WHAT YOU WILL DO: The listing that follows should be copied in full, exactly as written.

- - -

PR #251, opened 2015-11-06
Implement launching projectiles from ProjectileSources

simon816:
Not every projectile is launched perfectly but it's good enough.
It's difficult to account for every situation, e.g if firing a large fireball from a dispenser sometimes the dispenser may blow up.

Closes SpongePowered/SpongeForge#184


simon816:
@SpongePowered/developers Any comments?

Zidane:
@simon816 

This looks good. How about getting this merged?

PR #254, opened 2015-11-08
Cache player locales

kashike:
This changes `getLocale` to use a `LoadingCache` to get `Locale`s, instead of creating a new `Locale` each call.

### DIFF
--- a/src/main/java/org/spongepowered/common/util/LanguageUtil.java
+++ b/src/main/java/org/spongepowered/common/util/LanguageUtil.java
@@ -1,0 +1,46 @@
+/*
+ * This file is part of Sponge, licensed under the MIT License (MIT).
+ *
+ * Copyright (c) SpongePowered <https://www.spongepowered.org>
+ * Copyright (c) contributors
+ *
+ * Permission is hereby granted, free of charge, to any person obtaining a copy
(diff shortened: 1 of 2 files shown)


jamierocks:
:+1:

src/main/java/org/spongepowered/common/util/LanguageUtil.java
```diff
@@ -0,0 +1,46 @@
...
+import org.apache.commons.lang3.LocaleUtils;
+import org.spongepowered.api.util.annotation.NonnullByDefault;
+
+import java.util.Locale;
+
+@NonnullByDefault
+public final class LanguageUtil {
+
+    public static final LoadingCache<String, Locale> LOCALE_CACHE = CacheBuilder.newBuilder()
+        .build(new CacheLoader<String, Locale>() {
```
gratimax: Could just be `.build(LocaleUtils::toLocale)`?

JBYoshi: @gratimax I believe `CacheLoader` is an abstract class, and method references don't work with them.

kashike: @JBYoshi is correct.

PR #261, opened 2015-11-14
Fixing some problems with blockData

lucdon:
@gabizou, @bloodmc thoughts?


gabizou:
@lucdon While it's normally inexpensive, I'd rather it's left to the block to determine whether extended properties are needed. Calling extended properties for every block is somewhat costly imo.

lucdon:
@gabizou so you want to leave it as it is now? i created this pr because @bloodmc had some issues with how it is atm.

gabizou:
@lucdon can you re-test after rebasing on master?

Aaron1011:
@lucdon: Can you rebase this against master?

lucdon:
@gabizou  @Aaron1011  bit late but done!

gabizou:
Awesome, thanks @lucdon .

PR #265, opened 2015-11-18
Fix ItemName processor nbt

clienthax:


gabizou:
Is the value processor affected as well?

clienthax:
@gabizou value processor was using ITEM_DISPLAY_NAME but the value of it was wrong, this fixs both

PR #272, opened 2015-11-19
Allow shutting down the server if the EULA is not accepted

Aaron1011:
Currently, the dedicated servers ends up looping forever in `finalTick` if the EULA was not accepted. While this has always been vanilla behavior, it's generally undesireable, since there's no point leaving the server running in a half-initialized state.

This PR adds a new config section and option to control whether the server automatically shuts down when the EULA is not accepted (which defaults to true). The only change that needs to be made in SpongeForge and SpongeVanilla is to enable the mixin config.

Note: Forge logs a message about an unexpected transition to the state `SERVER_STOPPED` when this change is enabled. This is correct - this change is functionally equivalent to manually stopping or killing server when the EULA is not accepted, which actually does prevent some initialization from running.

### DIFF
--- a/src/main/java/org/spongepowered/common/configuration/SpongeConfig.java
+++ b/src/main/java/org/spongepowered/common/configuration/SpongeConfig.java
@@ -97,6 +97,9 @@ public class SpongeConfig<T extends SpongeConfig.ConfigBase> {
     // BUNGEECORD
     public static final String BUNGEECORD_IP_FORWARDING = "ip-forwarding";
 
+    // EULA
+    public static final String EULA_SHUTDOWN_SERVER = "shutdown-server";
+
     // GENERAL
     public static final String GENERAL_DISABLE_WARNINGS = "disable-warnings";
     public static final String GENERAL_CHUNK_LOAD_OVERRIDE = "chunk-load-override";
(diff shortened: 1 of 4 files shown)


simon816:
I don't think this needs to be it's own mixin module and have a config option IMO

Aaron1011:
@simon816: The main reason I did this is because it breaks Vanilla behavior. This has always been the behavior of Vanilla since the EULA requirement was added, and I'm loath to change it without an option to disable it

JBYoshi:
Actually, why not allow the user to accept the EULA without stopping and restarting the server? Something like `Please read the EULA shown at https://account.mojang.com/documents/minecraft_eula. If you accept, type "I agree". Otherwise, type "stop".`

Aaron1011:
@JBYoshi: It would be much nicer, but I'm extremely hesitant to include something like that in Sponge because of legal issues. I want to avoid us interfering in any way with the actual accepting of the EULA, as Mojang has defined it.

JBYoshi:
@Aaron1011 Sounds good.

simon816:
I just ran into another situation when the server would hang - when it fails to bind the port. Perhaps this could be expanded for more general hanging cases?

Aaron1011:
@simon816: I considered that. I was thinking that those should probably be handled on a case-by-case basis.

Minecrell:
We can close this now, can't we? https://github.com/SpongePowered/SpongeCommon/commit/2a3058de999a11605215167d97daf439fa762b14
We'll need to revert this again for 1.8.8 because that seems to be part of Vanilla behaviour now.

Aaron1011:
@Minecrell: Right - I just added this for now, since it was annoying me :P

PR #277, opened 2015-11-21
Implement extended platform API

Minecrell:
This implements the changes made in https://github.com/SpongePowered/SpongeAPI/pull/928 together with some minor cleanup like adding `Platform` to the dependency injection.

SpongeVanilla PR: https://github.com/SpongePowered/SpongeVanilla/pull/187
SpongeForge PR: https://github.com/SpongePowered/SpongeForge/pull/423

### DIFF
--- a/src/main/java/org/spongepowered/common/SpongeVersion.java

- - -

SOLVED PROBLEM:
PR #251, opened 2015-11-06
Implement launching projectiles from ProjectileSources

simon816:
Not every projectile is launched perfectly but it's good enough.
It's difficult to account for every situation, e.g if firing a large fireball from a dispenser sometimes the dispenser may blow up.

Closes SpongePowered/SpongeForge#184


simon816:
@SpongePowered/developers Any comments?

Zidane:
@simon816 

This looks good. How about getting this merged?

PR #254, opened 2015-11-08
Cache player locales

kashike:
This changes `getLocale` to use a `LoadingCache` to get `Locale`s, instead of creating a new `Locale` each call.

### DIFF
--- a/src/main/java/org/spongepowered/common/util/LanguageUtil.java
+++ b/src/main/java/org/spongepowered/common/util/LanguageUtil.java
@@ -1,0 +1,46 @@
+/*
+ * This file is part of Sponge, licensed under the MIT License (MIT).
+ *
+ * Copyright (c) SpongePowered <https://www.spongepowered.org>
+ * Copyright (c) contributors
+ *
+ * Permission is hereby granted, free of charge, to any person obtaining a copy
(diff shortened: 1 of 2 files shown)


jamierocks:
:+1:

src/main/java/org/spongepowered/common/util/LanguageUtil.java
```diff
@@ -0,0 +1,46 @@
...
+import org.apache.commons.lang3.LocaleUtils;
+import org.spongepowered.api.util.annotation.NonnullByDefault;
+
+import java.util.Locale;
+
+@NonnullByDefault
+public final class LanguageUtil {
+
+    public static final LoadingCache<String, Locale> LOCALE_CACHE = CacheBuilder.newBuilder()
+        .build(new CacheLoader<String, Locale>() {
```
gratimax: Could just be `.build(LocaleUtils::toLocale)`?

JBYoshi: @gratimax I believe `CacheLoader` is an abstract class, and method references don't work with them.

kashike: @JBYoshi is correct.

PR #261, opened 2015-11-14
Fixing some problems with blockData

lucdon:
@gabizou, @bloodmc thoughts?


gabizou:
@lucdon While it's normally inexpensive, I'd rather it's left to the block to determine whether extended properties are needed. Calling extended properties for every block is somewhat costly imo.

lucdon:
@gabizou so you want to leave it as it is now? i created this pr because @bloodmc had some issues with how it is atm.

gabizou:
@lucdon can you re-test after rebasing on master?

Aaron1011:
@lucdon: Can you rebase this against master?

lucdon:
@gabizou  @Aaron1011  bit late but done!

gabizou:
Awesome, thanks @lucdon .

PR #265, opened 2015-11-18
Fix ItemName processor nbt

clienthax:


gabizou:
Is the value processor affected as well?

clienthax:
@gabizou value processor was using ITEM_DISPLAY_NAME but the value of it was wrong, this fixs both

PR #272, opened 2015-11-19
Allow shutting down the server if the EULA is not accepted

Aaron1011:
Currently, the dedicated servers ends up looping forever in `finalTick` if the EULA was not accepted. While this has always been vanilla behavior, it's generally undesireable, since there's no point leaving the server running in a half-initialized state.

This PR adds a new config section and option to control whether the server automatically shuts down when the EULA is not accepted (which defaults to true). The only change that needs to be made in SpongeForge and SpongeVanilla is to enable the mixin config.

Note: Forge logs a message about an unexpected transition to the state `SERVER_STOPPED` when this change is enabled. This is correct - this change is functionally equivalent to manually stopping or killing server when the EULA is not accepted, which actually does prevent some initialization from running.

### DIFF
--- a/src/main/java/org/spongepowered/common/configuration/SpongeConfig.java
+++ b/src/main/java/org/spongepowered/common/configuration/SpongeConfig.java
@@ -97,6 +97,9 @@ public class SpongeConfig<T extends SpongeConfig.ConfigBase> {
     // BUNGEECORD
     public static final String BUNGEECORD_IP_FORWARDING = "ip-forwarding";
 
+    // EULA
+    public static final String EULA_SHUTDOWN_SERVER = "shutdown-server";
+
     // GENERAL
     public static final String GENERAL_DISABLE_WARNINGS = "disable-warnings";
     public static final String GENERAL_CHUNK_LOAD_OVERRIDE = "chunk-load-override";
(diff shortened: 1 of 4 files shown)


simon816:
I don't think this needs to be it's own mixin module and have a config option IMO

Aaron1011:
@simon816: The main reason I did this is because it breaks Vanilla behavior. This has always been the behavior of Vanilla since the EULA requirement was added, and I'm loath to change it without an option to disable it

JBYoshi:
Actually, why not allow the user to accept the EULA without stopping and restarting the server? Something like `Please read the EULA shown at https://account.mojang.com/documents/minecraft_eula. If you accept, type "I agree". Otherwise, type "stop".`

Aaron1011:
@JBYoshi: It would be much nicer, but I'm extremely hesitant to include something like that in Sponge because of legal issues. I want to avoid us interfering in any way with the actual accepting of the EULA, as Mojang has defined it.

JBYoshi:
@Aaron1011 Sounds good.

simon816:
I just ran into another situation when the server would hang - when it fails to bind the port. Perhaps this could be expanded for more general hanging cases?

Aaron1011:
@simon816: I considered that. I was thinking that those should probably be handled on a case-by-case basis.

Minecrell:
We can close this now, can't we? https://github.com/SpongePowered/SpongeCommon/commit/2a3058de999a11605215167d97daf439fa762b14
We'll need to revert this again for 1.8.8 because that seems to be part of Vanilla behaviour now.

Aaron1011:
@Minecrell: Right - I just added this for now, since it was annoying me :P

PR #277, opened 2015-11-21
Implement extended platform API

Minecrell:
This implements the changes made in https://github.com/SpongePowered/SpongeAPI/pull/928 together with some minor cleanup like adding `Platform` to the dependency injection.

SpongeVanilla PR: https://github.com/SpongePowered/SpongeVanilla/pull/187
SpongeForge PR: https://github.com/SpongePowered/SpongeForge/pull/423

### DIFF
--- a/src/main/java/org/spongepowered/common/SpongeVersion.java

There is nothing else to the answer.